The precision of case difficulty and referral decisions: an innovative automated approach.

机构信息

Nair Hospital Dental College, Mumbai, 400008, India.

Northeastern University, Boston, USA.

出版信息

Clin Oral Investig. 2020 Jun;24(6):1909-1915. doi: 10.1007/s00784-019-03050-4. Epub 2019 Aug 13.

Abstract

OBJECTIVES

Endodontic treatment works as a successful treatment modality in several cases. However, it may fail due to some reasons unforeseeable by the dentist. Many failures can be prevented by carefully assessing the difficulty level of the case before initiating treatment or by referral to a specialist. This study presents an approach using machine learning to generate an algorithm which can help predict the difficulty level of the case and decide about a referral, with the help of the standard American Association of Endodontists (AAE) Endodontic Case Difficulty Assessment Form.

MATERIALS AND METHODS

Using the AAE Endodontic Case Difficulty Form after obtaining the patients' consent, 500 potential root canal patients were diagnosed. The filled forms were assessed by two pre-calibrated endodontists, and, in cases of conflicting opinion, a third endodontist's opinion was taken. Artificial neural network was used for generating the algorithm.

RESULTS

Using 500 filled AAE forms, a sensitivity of 94.96% was achieved by the machine learning algorithm.

CONCLUSION

This study provides an option for automation to the conventional method of predicting the difficulty level of a case, thus increasing the speed of decision-making and referrals if necessary.

CLINICAL RELEVANCE

An AAE Endodontic Case Difficulty Assessment Form when utilized along with machine learning can assist general dentists in rapid assessment of the case difficulty.
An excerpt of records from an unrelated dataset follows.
PR #22227, opened 2020-07-06
Upgrade to Maven Shade Plugin 3.2.4

anshlykov:
This PR updates `maven-shade-plugin` to 3.2.4.

The resource transformer was updated here https://github.com/spring-projects/spring-boot/commit/5e7917e33a142ea41e7e787478182122466d13f1, but the plugin version in `spring-boot-dependencies` was not updated.


wilkinsona:
Thanks very much for making your first contribution to Spring Boot, @anshlykov, and for taking care of removing the no-longer-needed prohibited version.

PR #22240, opened 2020-07-07
Polish ErrorPage.equals()

izeye:
This PR polishes `ErrorPage.equals()` by short-circuiting immediately without additional evaluation and assignments.


snicoll:
Thanks again Johnny!

PR #22256, opened 2020-07-07
Incorrect Configuration Validation for mongo AutoConfigurationFactory() 

devzer01:
### The following assertion is incorrect, the behavior of Assert.state is to throw an exception when the expression is false
```
private void validateConfiguration() {
	if (hasCustomAddress() || hasCustomCredentials() || hasReplicaSet()) {
		Assert.state(this.properties.getUri() == null,
		   "Invalid mongo configuration, either uri or host/port/credentials/replicaSet must be specified");
	}
}
```
The code above **throws an exception when the configuration includes a valid mongo-URI**

TLDR;
Assert.state() // tests for the expression to be false. when Assert.state(getURI() == null) is false then Assert.state throws an Exception. 
Also if the configuration hasCustomAddress() then the test for URI should not be considered as a validator option.

### DIFF
--- a/spring-boot-project/spring-boot-autoconfigure/src/main/java/org/springframework/boot/autoconfigure/mongo/MongoClientFactorySupport.java
+++ b/spring-boot-project/spring-boot-autoconfigure/src/main/java/org/springframework/boot/autoconfigure/mongo/MongoClientFactorySupport.java
@@ -76,8 +76,7 @@ public abstract class MongoClientFactorySupport<T> {
 
 	private void validateConfiguration() {
 		if (hasCustomAddress() || hasCustomCredentials() || hasReplicaSet()) {
-			Assert.state(this.properties.getUri() == null,
-					"Invalid mongo configuration, either uri or host/port/credentials/replicaSet must be specified");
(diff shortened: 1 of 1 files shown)


pivotal-issuemaster:
@devzer01 Please sign the [Contributor License Agreement](https://cla.pivotal.io/sign/spring?repositoryId=spring-projects/spring-boot&pullRequestId=22256)!

[Click here](https://cla.pivotal.io/sync/spring?repositoryId=spring-projects/spring-boot&pullRequestId=22256) to manually synchronize the status of this Pull Request.

pivotal-issuemaster:
@devzer01 Thank you for signing the [Contributor License Agreement](https://cla.pivotal.io/sign/spring?repositoryId=spring-projects/spring-boot&pullRequestId=22256)!

wilkinsona:
Thanks for the PR but I believe that the current behaviour is correct. The intent of the assertion is to enforce that either a URI is configured or the host/port/credentials/replicaSet are configured. In other words you should configure everything using the URI or everything using the individual properties rather than mixing the two. Thanks anyway.

devzer01:
yep, I realized the same later on :-) maybe my English isn't that good to understand the error message being produced.

PR #22261, opened 2020-07-08
Replace ReflectionUtils with AssertJ's extracting()

izeye:
This PR replaces `ReflectionUtils` with AssertJ's `extracting()`.


snicoll:
Thanks again @izeye

PR #22266, opened 2020-07-08
Measure with nanoseconds in HttpExchangeTracer

### LINKED ISSUE #21742: Measure with nanoseconds in HttpExchangeTracer
Hi,

I just noticed that `HttpExchangeTracer.sendingResponse` is working with milliseconds or more specifically with `System.currentTimeMillis` in order to track the taken time.

As `System.currentTimeMillis` can be subject of time drift, I wonder if `System.nanoTime` should be used. Unfortunately, it's not simply done with just switching to the latter because we can't work with nano-time and `Instant` like it's done at the moment. There need to be changes to `HttpTrace` as well, which potentially means migration work for people with a persistent store and a custom `HttpTraceRepository`.

In theory this would also obsolete `HttpTrace.getTimestamp`, but probably it's okay to keep it to have an actual time representation of when the request/response exchange happened.

I've done a [first draft](https://github.com/spring-projects/spring-boot/compare/master...dreis2211:httpexchangetracer-nanotime) before I open an actual PR.

Let me know what you think.

Cheers,
Christoph

dreis2211:
Hi,

this PR closes #21742 as discussed by providing a new transient field `nanoTime` in `HttpTrace` and a corresponding package-private accessor, that eventual persistent implementations of `HttpTraceRepository` don't need to care about.

Let me know what you think.

Cheers,
Christoph

### DIFF
--- a/spring-boot-project/spring-boot-actuator/src/main/java/org/springframework/boot/actuate/trace/http/HttpExchangeTracer.java
+++ b/spring-boot-project/spring-boot-actuator/src/main/java/org/springframework/boot/actuate/trace/http/HttpExchangeTracer.java
@@ -1,5 +1,5 @@
 /*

This is a helpful tool in developing countries, where endodontic treatment and referral guidelines are often neglected. It also helps to make difficulty level assessments easier for novice practitioners, when they are in doubt about the same.

摘要

目的

在许多情况下,牙髓治疗是一种成功的治疗方式。然而,由于牙医无法预见的一些原因,它可能会失败。通过在开始治疗前仔细评估病例的难度级别,或者通过转介给专家,可以预防许多失败。本研究提出了一种使用机器学习生成算法的方法,该算法可以帮助预测病例的难度级别,并在标准的美国牙髓病协会(AAE)牙髓病例难度评估表的帮助下决定是否转介。

材料和方法

在获得患者同意后,使用 AAE 牙髓病例难度表对 500 名潜在根管患者进行诊断。填写的表格由两名经过预校准的牙髓病专家进行评估,如果意见不一致,则征求第三名牙髓病专家的意见。使用人工神经网络生成算法。

结果

使用 500 份填写的 AAE 表格,机器学习算法的灵敏度达到 94.96%。

结论

本研究为传统预测病例难度级别的方法提供了自动化选择,从而提高了决策和必要时转介的速度。

临床相关性

当与机器学习一起使用时,AAE 牙髓病例难度评估表可以帮助全科牙医快速评估病例的难度。这对于牙髓治疗和转介指南往往被忽视的发展中国家来说是一个有用的工具。当新手从业者对同一问题有疑问时,它也有助于更轻松地进行难度级别评估。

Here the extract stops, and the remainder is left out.